If a picture is worth a thousand words, it is nevertheless true that sometimes a few words can produce a thousand – well, maybe a few – images. Frequent readers here are aware of references to writer and fellow anthropologist, Jim Stallings, and his poem for “The Observer/The Observed.” Jim and I graduated from high school together, but were not aware of each other until a couple of years ago or that we both held a PhD in anthropology. We wouldn’t know each other walking down the street. But by virtue of the training in anthropology, we share a common vocabulary, even though our lives are otherwise quite different. We both are aware of the French structuralist Claude Levi-Strauss and the deconstruction of myth through binary oppositions. As a grad student, I wrote a paper, “A Structural Analysis of a White Mountain Apache Creation Myth.” While I did not use that much as an Ob/Gyn, that kind of knowledge sticks around and contributes to one’s view of the world and life. On September 15 of this year, Jim noted the approaching Autumn with “…it is that ancient mythic time for the daughter Persephone of the Earth Goddess Demeter to return to the Underworld and stay there until the return for Spring.”
As much as I hate to admit it, I was not familiar with Persephone. I had to go read. As I read more and more, however, her story resonated with me. Within a very short period of time I created three images from some of my favorite subjects, sunflowers and butterflies, that told a story of descent into darkness and emergence from it. Those images can be seen at the 2015 ANMPAS show opening on December 6 and running through December 28. I knew at that point that Persephone’s story was so rich and so complex that I wanted to tell her story through photography, with a real person (or persons), but it took me a bit to figure out how I wanted to do that.
In this image, you see Persephone with a pomegranate, held almost as a royal orb. The pomegranate plays a major supporting role in Persephone’s story, and is symbolic of many things. This will be explored in detail in future images posted here. By unplanned good luck, I had the opportunity to photograph many different pomegranates this fall, and they will be incorporated into some of the Persephone images. At the time I began photographing them, I wasn’t certain what I was going to do with them; I just knew I had to have them.

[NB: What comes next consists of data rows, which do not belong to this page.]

PR #3106, opened 2024-05-29
cmd: exit with validator index, allow BN URLs 

### LINKED ISSUE #3104: Presign Exit by validator index
# 🎯 Problem to be solved

Right now you must exit a validator by its `distributed_validator_public_key`, this can be confusing as it is not the public key of the partial nor is it the same name as the flag in this command `--validator-public-key`. Most humans can parse the 6/7 digit validator index much more effectively than the BLS pubkey for valdiators, and I think it would be more convenient to handle and reason about when using these exit commands. 

# 🛠️ Proposed solution

It might be a big ux improvement to also add `--validator-index` as an alternative to `--validator-public-key`. 

Technically we might even be able to skip the `beacon-node-url` flag from `charon exit sign` if it was only being used to retrieve the state/index anyways.  (While i write this, is there any chance we can edit this/alias the `beacon-node-url` flag to be `beacon-node-endpoints` like `charon run`? can imagine lots of people being caught by that gotcha otherwise, imo we should favour consistency. 

- [ ] Core team consensus on the proposed solution

Describe the solution to be implemented

# 🧪 Tests
- [ ] Tested by new automated unit/integration/smoke tests
- [ ] Manually tested on core team/canary/test clusters
- [ ] Manually tested on local compose simnet

gsora:
Allow specifying more than one beacon node to use with the `--beacon-node-endpoints` flag.

Users can now sign exits directly with a validator index rather than specifying its public key.

If both are specified, validator liveliness (i.e. whether or not the validator exists on the beacon chain) is not checked.

`sign` checks that the specified validator index exists in the cluster lock before proceeding.

category: feature
ticket: #3104 

Closes #3104

### DIFF
--- a/cmd/exit_sign.go
+++ b/cmd/exit_sign.go
@@ -61,7 +61,7 @@ func newSubmitPartialExitCmd(runFunc func(context.Context, exitConfig) error) *c
 
 		if strings.TrimSpace(config.ValidatorPubkey) == "" && !valIdxPresent {
 			//nolint:revive // we use our own version of the errors package.
-			return errors.New(fmt.Sprintf("%s or %s must be specified.", validatorIndex.String(), validatorPubkey.String()))
+			return errors.New(fmt.Sprintf("either %s or %s must be specified at least.", validatorIndex.String(), validatorPubkey.String()))
 		}
 
 		config.ValidatorIndexPresent = valIdxPresent
--- a/cmd/exit_sign.go
+++ b/cmd/exit_sign.go
@@ -57,12 +57,15 @@ func newSubmitPartialExitCmd(runFunc func(context.Context, exitConfig) error) *c
 
 	wrapPreRunE(cmd, func(cmd *cobra.Command, _ []string) error {
 		valIdxPresent := cmd.Flags().Lookup(validatorIndex.String()).Changed
+		valPubkPresent := cmd.Flags().Lookup(validatorPubkey.String()).Changed
+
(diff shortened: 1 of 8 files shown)


cmd/exit_sign.go
```diff
@@ -45,13 +47,29 @@ func newSubmitPartialExitCmd(runFunc func(context.Context, exitConfig) error) *c
...
 
 	bindLogFlags(cmd.Flags(), &config.Log)
 
+	wrapPreRunE(cmd, func(cmd *cobra.Command, _ []string) error {
+		valIdxPresent := cmd.Flags().Lookup(validatorIndex.String()).Changed
+		valPubkPresent := cmd.Flags().Lookup(validatorPubkey.String()).Changed
+
+		if strings.TrimSpace(config.ValidatorPubkey) == "" && !valIdxPresent {
+			//nolint:revive // we use our own version of the errors package.
+			return errors.New(fmt.Sprintf("%s or %s must be specified.", validatorIndex.String(), validatorPubkey.String()))
```
pinebit, line 64: Neat: prefix with "either".

pinebit (approved):

cmd/exit_sign.go
gsora: Thinking about it more, this error is wrong: the user must _at least_ provide X or Y, or both, but never none.

Thanks for pointing this out!

KaloyanTanev (approved):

I began thinking about a photographic model for my Persephone. I had never hired a photographic model, although I had worked with a marvelous woman on someone else’s project. I kind of knew in my mind what I wanted, but I had no idea how to go about finding a photographer’s model that fit that description. Just like the pomegranates, the perfect model just sort of appeared at a time that was also perfect for a photographic session. I surprised myself by walking up and asking her if she had ever been a photographer’s model or would she consider being a photographer’s model. Also to my surprise, she said “yes.” She has the liquid eyes of the classic goddesses depicted in Renaissance paintings. She is athletic with well defined muscles. And she has attitude, an intangible so important in storytelling.
Many of you here may not be aware that I did a fair amount of maternity portraiture in the past. Even with those portraits, I liked to portray women as strong, and use red, not a typical choice for maternity portraits.
I had planned to photograph Kelly, “Persephone,” in black, but she requested some red as well. I had thought the black would be perfect for the time in the dark underworld. There are images in black, and you will see some of those. When I was doing maternity portraits, I always went with what the clients thought would be best for them. I now add, “trust your model” to things I have learned as a photographer.
This is an introduction to Persephone, and sets the stage for a coming series of images that explore that particular myth…and maybe more.